## [EXERCISE OBJECTIVE]
Transcribe exactly each line of the entries, from the opening line to the line with "- [x] Automated", with both of those lines included.

━━━━━ DATA RECORDS

PR #29768, opened 2025-04-12
MSP VTX Support

andyp1per:
### Summary

Control an MSP video transmitter (HDZero, ~~Walksnail~~, ELRS backpack) from the flight controller — band/channel/frequency, power and pitmode — and report status to HD goggles.

### Classification & Testing

- [x] Automated test(s) verify changes (autotest `MSPVTXConfig`, `MSPDisplayPortVTXConfig`)
- [x] Tested manually, description below (SITL)
- [x] Tested on HDZero hardware (also tested on Walksnail and DJI but these appear not to support control)

Tested on an HDZero air unit + goggles on a TBS_LUCID_H7: band/channel, power and pitmode are all settable from the FC and confirmed by retuning the VRX; goggle-side channel changes coexist (push-on-change).

### Description

Adds MSP as a VTX control transport alongside CRSF/SmartAudio/Tramp, selected per-transport via the new `VTX_TYPES` parameter.

Two MSP VTX models are handled:
- **ELRS-backpack style** — the FC sends `MSP_SET_VTX_CONFIG` to the VTX.
- **HDZero/betaflight style** — the VTX is the MSP master. It polls the FC and, on finding a `"BTFL"` FC reporting `deviceIsReady=0`, uploads its own config and power table, then stops polling and expects the FC to push `MSP_VTX_CONFIG` on change. The FC reports not-ready until that handshake completes, then pushes changes (repeated for delivery, as the air unit doesn't report state back to confirm).

The FC identifier now matches the selected OSD symbol set (`BTFL`/`INAV`/`ARDU`); selecting `DISPLAYPORT_BTFL_SYMBOLS` is what enables HDZero VTX control. `MSP_OSD_CANVAS` is answered so HD goggles size their grid, and an `MSP_OPTIONS` bit holds the VTX at high power when disarmed.


hendjoshsr71:
Andy, does this add the ability to use ELRS TX backpacks and google backpacks to control and set the VTX?  

If so, I’ll give it a test.

andyp1per:
@hendjoshsr71 no idea, but I doubt it. I am only testing on HDZero right now. What messages do those backpacks send?

andyp1per:
@hendjoshsr71 how do I get the ELRS admin tool setup? What hardware do I need?

hendjoshsr71:
> @hendjoshsr71 how do I get the ELRS admin tool setup? What hardware do I need?

Just elrs with the backpack enabled, hd zero backpack enabled, and the correct msp message.

I think it might be this one,
https://github.com/betaflight/betaflight/blob/8e40eed8063b9b48813894ae5ad2c14458004dd2/src/main/msp/msp.c#L2145-L2162

https://discuss.ardupilot.org/t/vtx-control-from-rc-using-erls-rx-and-vtx-admin-tool/118778/2

Linjieqiang:
How's the progress?

andyp1per:
Not made any further progress as yet - busy with other projects

hydra:
Additionally, OpenPixelOSD supports MSP VTX, here's a link to their code where you can see the commands it uses.

https://github.com/cvetaevvitaliy/OpenPixelOSD/blob/master/src/vtx_msp.c#L380-L392

thespova:
Is this still being looked at? 

HDZero is showing SA VTX control as no longer recommended https://hd-zero.github.io/hdzero-vtx-docs/latest/vtx_user_manual/#smartaudio-protocolnot-recommend

When searching for Ardupilot MSP VTX control this is one of the first things that comes up.  Is this already part of dev branch for us to be able to try out?

andyp1per:
I will probably get to this in the not too distant future

thespova:
Yeah, I appreciate this getting some action!

peterbarker:
Andy is going to make this default to off, and modify boards that have MSP and the videotx hardware turn it on.

Peter will add a hwdef sanity check that if you mention a protocol in a SERIALn_PROTOCOL_DEFAULT that the protocol is actually built into the firmware.


```
../../libraries/AP_MSP/AP_MSP_Telem_DisplayPort.cpp: In member function 'virtual bool AP_MSP_Telem_DisplayPort::is_scheduler_enabled() const':
../../libraries/AP_MSP/AP_MSP_Telem_DisplayPort.cpp:46:16: error: 'vtx' is not a member of 'AP'
   46 |     return AP::vtx().get_enabled();
```

andyp1per:
Shoul dnow all be fixed

thespova:
Oh nice, is this just waiting on review now before it gets merged with dev branch?

What is meant by boards with MSP? Isn't this just a protocol that can be used on any serial port? 

Is this going to be a custom built option that can be added to boards with less flash or just not possible at all?

As soon as this is part of dev branch I'm hoping to test it on an Atom RC F405 board I have in a heli.

libraries/AP_HAL/board/sitl.h
```diff
@@ -96,6 +96,10 @@
 #define AP_FILTER_ENABLED 1
 #endif
 
+#ifndef AP_MSP_VIDEOTX_ENABLED
+#define AP_MSP_VIDEOTX_ENABLED 1
+#endif
+
```
peterbarker:
```suggestion
```

libraries/AP_HAL_ChibiOS/hwdef/include/minimize_fpv_osd.inc
```diff
@@ -26,6 +26,9 @@ define AC_PRECLAND_ENABLED 0
 # force Tramp support even in face of normal 1MB limit:
 define AP_TRAMP_ENABLED AP_VIDEOTX_ENABLED && OSD_ENABLED
 
+# force MSP VTX support even in face of normal 1MB limit:
+define AP_MSP_VIDEOTX_ENABLED AP_VIDEOTX_ENABLED && HAL_MSP_ENABLED
```
peterbarker:
```suggestion
define AP_MSP_VIDEOTX_ENABLED (AP_VIDEOTX_ENABLED && HAL_MSP_ENABLED)
```

I won't insist, but I've lost lots of time on occasion because these were missing!

libraries/AP_MSP/AP_MSP.cpp
```diff
@@ -44,8 +44,8 @@ const AP_Param::GroupInfo AP_MSP::var_info[] = {
 
     // @Param: _OPTIONS
     // @DisplayName: MSP OSD Options
-    // @Description: A bitmask to set some MSP specific options: EnableTelemetryMode-allows "push" mode telemetry when only rx line of OSD ic connected to autopilot,  EnableBTFLFonts-uses indexes corresponding to Betaflight fonts if OSD uses those instead of ArduPilot fonts. EnableINAVFonts uses INAV fonts and overrides EnableBTFLFonts if that option is enabled.
-    // @Bitmask: 0:EnableTelemetryMode, 1: unused, 2:EnableBTFLFonts, 3:EnableINAVFonts
+    // @Description: A bitmask to set some MSP specific options: EnableTelemetryMode-allows "push" mode telemetry when only rx line of OSD ic connected to autopilot,  EnableBTFLFonts-uses indexes corresponding to Betaflight fonts if OSD uses those instead of ArduPilot fonts. EnableINAVFonts uses INAV fonts and overrides EnableBTFLFonts if that option is enabled. ForceVTXHighPower always reports the vehicle as armed so a VTX that drops to low power when disarmed stays at full power.
```
peterbarker, line 47: Oooh.... that's interesting.

I mean, this is opt-in so I don't think it's a blocker, but I think we really do need to make a bit more of an issue about this whole, "lie about being armed".  That will affect everything to do with MSP...

e.g..... are google displays based on this so they might show as armed when the vehicle is not, so now the user can't tell whether the vehicle is *actually* armed?

libraries/AP_MSP/AP_MSP_Telem_Backend.cpp
```diff
@@ -123,6 +127,10 @@ bool AP_MSP_Telem_Backend::is_packet_ready(uint8_t idx, bool queue_empty)
 #endif
     case RTC_DATETIME:      // RTC
         return true;
+#if AP_MSP_VIDEOTX_ENABLED
+    case VTX_PARAMETERS:    // VTX control
+        return AP::vtx().have_params_changed();
```
peterbarker, line 132: So this method could only ever have one caller, but it kind of sounds generic (as in, when I read it I think, "since when?!"

I suggest keeping a `vtx_params_change_time_ms` and `AP::vtx().param_change_time_ms()` instead

libraries/AP_MSP/AP_MSP_Telem_Backend.cpp
```diff
@@ -447,7 +474,7 @@ MSPCommandResult AP_MSP_Telem_Backend::msp_process_command(msp_packet_t *cmd, ms
     return ret;
 }
 
-MSPCommandResult AP_MSP_Telem_Backend::msp_process_out_command(uint16_t cmd_msp, sbuf_t *dst)
+MSPCommandResult AP_MSP_Telem_Backend::msp_process_out_command(uint16_t cmd_msp, sbuf_t *src, sbuf_t *dst)
```
peterbarker, line 477:
```suggestion
MSPCommandResult AP_MSP_Telem_Backend::msp_process_out_command(uint16_t cmd_msp, const sbuf_t *src, sbuf_t *dst)
```

libraries/AP_MSP/AP_MSP_Telem_Backend.cpp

━━━━━━━━━━

## [TASK RESULT]
PR #29768, opened 2025-04-12
MSP VTX Support

andyp1per:
### Summary

Control an MSP video transmitter (HDZero, ~~Walksnail~~, ELRS backpack) from the flight controller — band/channel/frequency, power and pitmode — and report status to HD goggles.

### Classification & Testing

- [x] Automated test(s) verify changes (autotest `MSPVTXConfig`, `MSPDisplayPortVTXConfig`)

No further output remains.